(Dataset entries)
- - - - -
PR #2390, opened 2022-04-11
Update local path string

sharath2727:
Description: The current localFolderPath points to an incorrect path. Correct it to use the C:\Users\<user>\AppData\Local\Microsoft\WindowsAppSDK\

Validation: 
1. Use the DemoApp to validate if the iconPath is pointing to the right folder.
2. Added a unittest and validated the contents of the folder.


robertzhou-wpn (approved):

danielayala94 (approved):
Thank you for fixing this!

:shipit:

dev/AppNotifications/ShellLocalization.h
```diff
@@ -9,8 +9,7 @@
 
 namespace Microsoft::Windows::AppNotifications::ShellLocalization
 {
-    const PCWSTR c_localMicrosoftFolder{ LR"(Microsoft)" };
-    const PCWSTR c_localWindowsAppSDKFolder{ LR"(WindowsAppSDK)" };
+    const PCWSTR c_localWindowsAppSDKFolder{ LR"(\Microsoft\WindowsAppSDK\)" };
```
hulumane, line 12: Do we have a unit test to verify that an image file is successfully created in the appropriate path? Strongly recommend that we add one after calling Register API

danielayala94:
There are some improvements we can do on this PR. Working on it.

danielayala94 (approved):

dev/AppNotifications/ShellLocalization.cpp
```diff
@@ -246,7 +247,9 @@ HRESULT Microsoft::Windows::AppNotifications::ShellLocalization::DeleteIconFromC
     std::wstring notificationAppId{ Microsoft::Windows::AppNotifications::Helpers::RetrieveNotificationAppId() };
 
     // path: C:\Users\<currentUser>\AppData\Local\Microsoft\WindowsAppSDK\{AppGUID}.png
-    std::path iconFilePath{ RetrieveLocalFolderPath() / (notificationAppId + c_pngExtension) };
+    std::path iconFilePath{ RetrieveLocalFolderPath() };
```
hulumane, line 250: Why break this up?

dev/AppNotifications/ShellLocalization.cpp
```diff
@@ -219,7 +218,9 @@ HRESULT Microsoft::Windows::AppNotifications::ShellLocalization::RetrieveAssetsF
     std::wstring notificationAppId{ Microsoft::Windows::AppNotifications::Helpers::RetrieveNotificationAppId() };
 
     // path: C:\Users\<currentUser>\AppData\Local\Microsoft\WindowsAppSDK\{AppGUID}.png
-    auto iconFilePath{ RetrieveLocalFolderPath() / (notificationAppId + c_pngExtension) };
+    auto iconFilePath{ RetrieveLocalFolderPath() };
```
hulumane, line 221: Why multiple lines?

dev/AppNotifications/ShellLocalization.cpp
```diff
@@ -188,9 +188,8 @@ inline std::path RetrieveLocalFolderPath()
     THROW_IF_FAILED(SHGetKnownFolderPath(FOLDERID_LocalAppData, 0 /* flags */, nullptr /* access token handle */, &localAppDataPath));
 
     // path: C:\Users\<currentUser>\AppData\Local\Microsoft\WindowsAppSDK
-    std::path localFolderPath{ std::wstring(localAppDataPath.get()) +
-        Microsoft::Windows::AppNotifications::ShellLocalization::c_localMicrosoftFolder +
-        Microsoft::Windows::AppNotifications::ShellLocalization::c_localWindowsAppSDKFolder };
+    std::path localFolderPath{ localAppDataPath.get() };
+    localFolderPath /= Microsoft::Windows::AppNotifications::ShellLocalization::c_localWindowsAppSDKFolder;
```
hulumane, line 192: Why multiple lines?

test/TestApps/ToastNotificationsTestApp/main.cpp
```diff
@@ -1287,6 +1298,35 @@ bool VerifyRemoveAllAsync()
...
+bool VerifyIconPathExists_Unpackaged()
+{
+    try
+    {
+        // Register is already called in main with an explicit appusermodelId
+        wil::unique_cotaskmem_string localAppDataPath;
+        THROW_IF_FAILED(SHGetKnownFolderPath(FOLDERID_LocalAppData, 0 /* flags */, nullptr /* access token handle */, &localAppDataPath));
+
+        std::path iconFilePath{ localAppDataPath.get() };
+        iconFilePath /= c_localWindowsAppSDKFolder;
```
hulumane, line 1310: Why multiple lines?

dev/AppNotifications/ShellLocalization.cpp
danielayala94: I thought to follow some guidance from Howard about using std::filesystem::path, but it was already there. Will revert.

hulumane: Using std::path was the guidance and nothing changes there. We can compress all this to a single line though instead of making it so verbose.

dev/AppNotifications/ShellLocalization.cpp
danielayala94: In this case, we were creating an unnecessary std::wstring. Concatenation can't happen with a raw string to the left.

hulumane: Got it. Yes, unecessary std::wstring conversion is bad. /= is only overloaded for std::path, not raw strings.

hulumane (approved):

dev/AppNotifications/ShellLocalization.cpp
```diff
@@ -246,7 +247,9 @@ HRESULT Microsoft::Windows::AppNotifications::ShellLocalization::DeleteIconFromC
     std::wstring notificationAppId{ Microsoft::Windows::AppNotifications::Helpers::RetrieveNotificationAppId() };
 
     // path: C:\Users\<currentUser>\AppData\Local\Microsoft\WindowsAppSDK\{AppGUID}.png
-    std::path iconFilePath{ RetrieveLocalFolderPath() / (notificationAppId + c_pngExtension) };
+    std::path iconFilePath{ RetrieveLocalFolderPath() };
+    iconFilePath /= notificationAppId;
```
hulumane, line 251: Can we do this iconFilePath = (iconFilePath / notificationAppId) + c_pngExtension?

danielayala94: No, because there is no defined operator+ for std::filesystem::path. The original operator combination works because it does `path / (string + string)` = `path / string`

hulumane: Ok. SO if the original worked in a single line, why are we changing this?

danielayala94: I reverted it to a single line.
- - - - -
__EXERCISE PROMPT__
If a line in the records holds the string "hulumane", copy it.

__EXERCISE SOLUTION__
hulumane, line 12: Do we have a unit test to verify that an image file is successfully created in the appropriate path? Strongly recommend that we add one after calling Register API
hulumane, line 250: Why break this up?
hulumane, line 221: Why multiple lines?
hulumane, line 192: Why multiple lines?
hulumane, line 1310: Why multiple lines?
hulumane: Using std::path was the guidance and nothing changes there. We can compress all this to a single line though instead of making it so verbose.
hulumane: Got it. Yes, unecessary std::wstring conversion is bad. /= is only overloaded for std::path, not raw strings.
hulumane (approved):
hulumane, line 251: Can we do this iconFilePath = (iconFilePath / notificationAppId) + c_pngExtension?
hulumane: Ok. SO if the original worked in a single line, why are we changing this?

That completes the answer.